Requirement >> All lines of the material should be given again exactly.

·····

PR #3555, opened 2026-08-23
Show loading overlay on inventory slots until their contents arrive

### LINKED ISSUE #2700: No way to know whether a chest is empty or just hasn't finished loading
### Description

Many times on Ashframe, I've thought a chest was empty, only for it to turn out my internet was just slow. Some kind of indicator that the contents of a chest aren't yet loaded would be extremely nice.

yel0h:
The server now also sends the number of items to expect, and the client counts them down as they arrive. Slots for an inventory that isn't loaded yet render with a dark overlay. All `.serverShared` inventories are tracked.

image

Fixes #2700

### DIFF
--- a/src/Inventory.zig
+++ b/src/Inventory.zig
@@ -26,15 +26,18 @@ pub const client = struct { // MARK: client
 	var maxId: InventoryId = @enumFromInt(0);
 	var freeIdList: main.List(InventoryId) = .empty;
 	var serverToClientMap: std.AutoHashMap(InventoryId, Inventory) = undefined;
+	var loadingInventories: std.AutoHashMap(InventoryId, u32) = undefined;
 
 	pub fn init() void {
 		serverToClientMap = .init(main.globalAllocator.allocator);
+		loadingInventories = .init(main.globalAllocator.allocator);
 	}
 
 	pub fn deinit() void {
 		std.debug.assert(freeIdList.items.len == @intFromEnum(maxId)); // leak
 		freeIdList.clearAndFree(main.globalAllocator);
 		serverToClientMap.deinit();
+		loadingInventories.deinit();
 	}
 
 	fn nextId() InventoryId {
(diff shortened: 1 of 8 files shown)


src/Inventory.zig
```diff
@@ -75,6 +79,34 @@ pub const client = struct { // MARK: client
...
+	fn startLoadTracking(clientId: InventoryId) void {
+		main.sync.client.mutex.lock();
+		defer main.sync.client.mutex.unlock();
+		loadingInventories.put(clientId, 1) catch unreachable;
+	}
+
+	pub fn setExpectedItemCount(clientId: InventoryId, count: u32) void {
+		main.sync.client.mutex.assertLocked();
+		if (count == 0) {
+			_ = loadingInventories.remove(clientId);
```
Wunka: this should never happen right? 
(the remove not the `== 0`, so I would either do an assert that nothing was removed or just do an early return

Wunka (changes requested):

src/Inventory.zig
yel0h: Well if the client receives that the inventory is empty, I immediately remove it from the inventories being loaded since there's nothing to wait for

IntegratedQuantum:
I think the best solution is to make chest opening server initiated.
Then opening the GUI and receiving its contents happens at once, and there is no gap in the timeline.

yel0h:
Ok, I added a `chestOpen` protocol; now the client sends a request and opens the GUI once a response is received

IntegratedQuantum:
I kind of would like to have a more generic interface. It goes beyond just the chest, and it goes beyond just inventories.
I don't know yet how the specifics would look like, I actually tried working on it a bit in #2564, but I wasn't too happy with my attempt there either.

All I know is that we need a generic way for the server to tell the client to open a specific window, including the data relevant for it. And on the site of the client, we need a way to share block interactions with the server through the sync system.

All in all this probably requires more discussion and design work. The only reason this issue landed in the 0.4.0 milestone is because I was confident I could get it done in #2564, but after introduction of the ECS I have paused my efforts on it to see how the ECS would evolve first.

PR #3557, opened 2026-08-24
Status effects

Crepestrom:
Adds status effects #624
Status effects have 3 parts to their Zon
Type - (what type of status effect)
DecayStyle - (how stacks are removed when Timeleft reaches 0 eg; (-1 every removal or /2 every removal)) [not implimented yet]
OnUpdate - (A callback that applies some effect) [currently only for hurting player]

When Applied they also have these 2 parts:
Stacks - (how many stacks of effects are applied)
Timeleft - (how much time until a stack is decayed) [not implimented yet]

Something Applying a status effect will have to provide these things:
Type - (what type of status effect)
Stacks - (how many at once)
Stacklimit - (the max limit that this source will give)
Merge type - (the way that this will add onto more of the same type of status effect) [not implimented yet]
RefreshTime - (What time the status is set to when the status goes down by a stack)

Merge types come in different varieties:
Overwrite - (resets TimeLeft and sets the stack count directly)
Add - (resets TimeLeft and adds onto the stacks)
AddNoRefresh - (does NOT resets TimeLeft and adds onto the stacks)


IntegratedQuantum:
Please explain why you decided to make a new system instead of just using the ECS at 1 component per effect, as mentioned when you asked during the play session.

Crepestrom:
It would give a more unified system for handleing effects
also it would mean status effects could be more easily handled by addons

IntegratedQuantum:
But can you achieve the same variety of effects?
To give some simple examples: How would you implement something like Noita's stains that decay when moving instead of being time based? Or effects that add temporary shields, like minecraft's absorption?

Furthermore how would you integrate this into the mod system, what if a mod adds a new player property, can your effect system add effects that change this new property?

Crepestrom:
well the mod can add a new callback that interacts with that property
for the movement based one instead of using deltatime as deltatime we use how much a player has moved in a frame as the deltatime

Crepestrom:
though that would require implementing a seperate callback that is called with that parameter

Crepestrom:
when a player takes damage it is modified by all of the players status effects through a callback
a status would likely need a data struct for a absorption effect to track hp which it couldnt currently (kinda like tool modifiers)

when a player takes damage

·····

Response to the exercise >>
PR #3555, opened 2026-08-23
Show loading overlay on inventory slots until their contents arrive

### LINKED ISSUE #2700: No way to know whether a chest is empty or just hasn't finished loading
### Description

Many times on Ashframe, I've thought a chest was empty, only for it to turn out my internet was just slow. Some kind of indicator that the contents of a chest aren't yet loaded would be extremely nice.

yel0h:
The server now also sends the number of items to expect, and the client counts them down as they arrive. Slots for an inventory that isn't loaded yet render with a dark overlay. All `.serverShared` inventories are tracked.

image

Fixes #2700

### DIFF
--- a/src/Inventory.zig
+++ b/src/Inventory.zig
@@ -26,15 +26,18 @@ pub const client = struct { // MARK: client
 	var maxId: InventoryId = @enumFromInt(0);
 	var freeIdList: main.List(InventoryId) = .empty;
 	var serverToClientMap: std.AutoHashMap(InventoryId, Inventory) = undefined;
+	var loadingInventories: std.AutoHashMap(InventoryId, u32) = undefined;
 
 	pub fn init() void {
 		serverToClientMap = .init(main.globalAllocator.allocator);
+		loadingInventories = .init(main.globalAllocator.allocator);
 	}
 
 	pub fn deinit() void {
 		std.debug.assert(freeIdList.items.len == @intFromEnum(maxId)); // leak
 		freeIdList.clearAndFree(main.globalAllocator);
 		serverToClientMap.deinit();
+		loadingInventories.deinit();
 	}
 
 	fn nextId() InventoryId {
(diff shortened: 1 of 8 files shown)


src/Inventory.zig
```diff
@@ -75,6 +79,34 @@ pub const client = struct { // MARK: client
...
+	fn startLoadTracking(clientId: InventoryId) void {
+		main.sync.client.mutex.lock();
+		defer main.sync.client.mutex.unlock();
+		loadingInventories.put(clientId, 1) catch unreachable;
+	}
+
+	pub fn setExpectedItemCount(clientId: InventoryId, count: u32) void {
+		main.sync.client.mutex.assertLocked();
+		if (count == 0) {
+			_ = loadingInventories.remove(clientId);
```
Wunka: this should never happen right? 
(the remove not the `== 0`, so I would either do an assert that nothing was removed or just do an early return

Wunka (changes requested):

src/Inventory.zig
yel0h: Well if the client receives that the inventory is empty, I immediately remove it from the inventories being loaded since there's nothing to wait for

IntegratedQuantum:
I think the best solution is to make chest opening server initiated.
Then opening the GUI and receiving its contents happens at once, and there is no gap in the timeline.

yel0h:
Ok, I added a `chestOpen` protocol; now the client sends a request and opens the GUI once a response is received

IntegratedQuantum:
I kind of would like to have a more generic interface. It goes beyond just the chest, and it goes beyond just inventories.
I don't know yet how the specifics would look like, I actually tried working on it a bit in #2564, but I wasn't too happy with my attempt there either.

All I know is that we need a generic way for the server to tell the client to open a specific window, including the data relevant for it. And on the site of the client, we need a way to share block interactions with the server through the sync system.

All in all this probably requires more discussion and design work. The only reason this issue landed in the 0.4.0 milestone is because I was confident I could get it done in #2564, but after introduction of the ECS I have paused my efforts on it to see how the ECS would evolve first.

PR #3557, opened 2026-08-24
Status effects

Crepestrom:
Adds status effects #624
Status effects have 3 parts to their Zon
Type - (what type of status effect)
DecayStyle - (how stacks are removed when Timeleft reaches 0 eg; (-1 every removal or /2 every removal)) [not implimented yet]
OnUpdate - (A callback that applies some effect) [currently only for hurting player]

When Applied they also have these 2 parts:
Stacks - (how many stacks of effects are applied)
Timeleft - (how much time until a stack is decayed) [not implimented yet]

Something Applying a status effect will have to provide these things:
Type - (what type of status effect)
Stacks - (how many at once)
Stacklimit - (the max limit that this source will give)
Merge type - (the way that this will add onto more of the same type of status effect) [not implimented yet]
RefreshTime - (What time the status is set to when the status goes down by a stack)

Merge types come in different varieties:
Overwrite - (resets TimeLeft and sets the stack count directly)
Add - (resets TimeLeft and adds onto the stacks)
AddNoRefresh - (does NOT resets TimeLeft and adds onto the stacks)


IntegratedQuantum:
Please explain why you decided to make a new system instead of just using the ECS at 1 component per effect, as mentioned when you asked during the play session.

Crepestrom:
It would give a more unified system for handleing effects
also it would mean status effects could be more easily handled by addons

IntegratedQuantum:
But can you achieve the same variety of effects?
To give some simple examples: How would you implement something like Noita's stains that decay when moving instead of being time based? Or effects that add temporary shields, like minecraft's absorption?

Furthermore how would you integrate this into the mod system, what if a mod adds a new player property, can your effect system add effects that change this new property?

Crepestrom:
well the mod can add a new callback that interacts with that property
for the movement based one instead of using deltatime as deltatime we use how much a player has moved in a frame as the deltatime

Crepestrom:
though that would require implementing a seperate callback that is called with that parameter

Crepestrom:
when a player takes damage it is modified by all of the players status effects through a callback
a status would likely need a data struct for a absorption effect to track hp which it couldnt currently (kinda like tool modifiers)

when a player takes damage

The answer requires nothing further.